Directions
Find the line containing "## Live results" in the records below. Copy exactly that line and each one after it, ending at the line containing "4. Native corpus", and nothing more.

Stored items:
+---+
PR #1482, opened 2026-07-12
perf(iceberg): eliminate per-file footer round-trips + raise decode concurrency (PR-2)

aaj3f:
Roadmap PR-2 (`docs/audit/2026-07-virtual-dataset-perf/ROADMAP.md`): the H1 decode-wall lever set, driven by the measurement in `06-per-file-cost.md` (committed here as phase 1).

## The finding (phase 1, measurement)

The ~200ms/file fixed cost behind the fact-scan DNF wall is **one thing: the Parquet footer read** — 2 sequential S3 range GETs per file that never warm, because (1) the in-memory footer cache caps at 64 entries vs 7,670 files per fact table, and (2) `read_metadata` range-reads footers from **source S3 even when the whole file is already in the local disk cache**. Actual decode: 0.13ms. Spawn/channel: 0.17ms. Arithmetic reconciles the wall exactly: 7,670 × 195ms ÷ 8 = 187s ≈ the observed DNF.

## The levers (phase 2)

**Lever A — footer-from-fetched-bytes** (`FLUREE_ICEBERG_FOOTER_FROM_CACHE`, default on): for files in the whole-file-fetch tiers, parse the footer from bytes we fetch anyway. A2: disk-cache hit ⇒ footer+data served locally. A1: cheap ≤32MB tier ⇒ one whole-file GET (3 S3 RTs → 1). **Sparse-range/large files keep today's footer-first path unchanged** — no forced whole-file fetches. Switch off restores prior behavior byte-for-byte (verified live: footer_read snaps back to ~208ms/file).

**Lever B — decode concurrency default** `min(cpus,8)` → `min(cpus,32)`: pointwise ≥ the old default on every core count (2-core Lambda unchanged); `FLUREE_ICEBERG_SCAN_CONCURRENCY` still wins; 32 is the measured contention ceiling (8→32 = 2.1× on a 91-file scan, mild creep past c=16).

## Live results (SF01, hash-verified against native oracles)

| measure | before | after |
|---|---|---|
| warm per-file total | 191ms | **0.67ms** (285×) |
| warm footer_read | 190,627µs | **21µs** |
| q011 (91-file fact scan) | 3.27s | **620ms** |
| q001 / q022 sentinels | 2.19s / 675ms | 1.06s / 440ms |
| **q046 (ORDER BY, 7,670 files)** | **DNF@180s** | **45.9s fully cold** (footer 20µs/file; residual = pure data-fetch GETs) |

q046 completing cold means the **fact-scan DNF class now completes**; warm repeats are seconds. Composes with PR-1 (COUNT from manifest) and points at PR-8 (the remaining catalog/REST floor).

## Gates

1–3. `fluree-db-query` / `fluree-db-api` / `fluree-db-iceberg --lib --tests` — green (161/…/full suites). One `grp_misc` failure fully attributed: `it_minmax_fast_path_fired` documents it must be "the only test in this binary" (thread-local tracing subscriber) but is bundled with 241 siblings — pre-existing order fragility perturbed by our added callsites, **237/237 pass single-threaded**, passes solo both ways, and base-vs-levers full-bin A/B confirms interleaving not behavior. Test-infra follow-up: use `set_global_default` capture per the known interest-cache pitfall, or restore its own bin.
4. Native corpus 54/54, **0 hash mismatches** (three runs). Perf noise per the environmental protocol (concurrent unrelated builds observed; q009/q010 outliers queued for idle re-verification — levers are structurally Iceberg-only).
5. Live virtual: table above; fire/decline and switch semantics proven via span counters (footer_read 21µs on ⇄ 208ms off).

Phase-1 sub-spans (`read_footer`/`fetch_bytes`/`decode`/`plan_columns`) are kept as permanent counters — they're the regression evidence for this exact class.

Stacks on #1478 (PR-1) ← #1476 (PR-0) ← #1475 (bench) ← #1450.


aaj3f:
Precision note on the kill-switch claim in the body/commit: `FLUREE_ICEBERG_FOOTER_FROM_CACHE=0` restores the footer path exactly (span-verified: `read_footer` 21µs → 207,898µs/file, the 2-round-trip behavior), but Lever B's concurrency default is deliberately NOT gated by that switch — so switch-off wall time is 1,860ms vs the true pre-PR 2,966ms on the same query. To reproduce pre-PR behavior fully, pin both `FLUREE_ICEBERG_FOOTER_FROM_CACHE=0` and `FLUREE_ICEBERG_SCAN_CONCURRENCY=8`. Also: the q046 45.9s cold figure is on a 16-core host (Lever B is core-bound, min(cpus,32) ⇒ 16-way here); a ≥32-core host or the env override reaches the projected ~23s.

aaj3f:
Consolidating at maintainer request. #1482 (PR-2 — per-file Parquet footer round-trip elimination + higher decode concurrency) is carried forward in #1507 (the R2RML/Iceberg virtual-dataset performance program), which brings the #1475–#1507 lineage forward as a single reviewable unit. Its verification of record is the program's corpus benchmark, published as [C2-bench-wave1.md](https://github.com/fluree/db/blob/docs/virtual-dataset-audit-2026-07/C2-bench-wave1.md) (native == virtual, 0 hash mismatches). The pre-consolidation branch tip is preserved at tag `archive/pre-refactor-2026-07-21/perf_r2rml-pr2-decode-levers` — no history was rewritten. Closing in favor of #1507; discussion continues there.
+---+
Solution for this task
## Live results (SF01, hash-verified against native oracles)

| measure | before | after |
|---|---|---|
| warm per-file total | 191ms | **0.67ms** (285×) |
| warm footer_read | 190,627µs | **21µs** |
| q011 (91-file fact scan) | 3.27s | **620ms** |
| q001 / q022 sentinels | 2.19s / 675ms | 1.06s / 440ms |
| **q046 (ORDER BY, 7,670 files)** | **DNF@180s** | **45.9s fully cold** (footer 20µs/file; residual = pure data-fetch GETs) |

q046 completing cold means the **fact-scan DNF class now completes**; warm repeats are seconds. Composes with PR-1 (COUNT from manifest) and points at PR-8 (the remaining catalog/REST floor).

## Gates

1–3. `fluree-db-query` / `fluree-db-api` / `fluree-db-iceberg --lib --tests` — green (161/…/full suites). One `grp_misc` failure fully attributed: `it_minmax_fast_path_fired` documents it must be "the only test in this binary" (thread-local tracing subscriber) but is bundled with 241 siblings — pre-existing order fragility perturbed by our added callsites, **237/237 pass single-threaded**, passes solo both ways, and base-vs-levers full-bin A/B confirms interleaving not behavior. Test-infra follow-up: use `set_global_default` capture per the known interest-cache pitfall, or restore its own bin.
4. Native corpus 54/54, **0 hash mismatches** (three runs). Perf noise per the environmental protocol (concurrent unrelated builds observed; q009/q010 outliers queued for idle re-verification — levers are structurally Iceberg-only).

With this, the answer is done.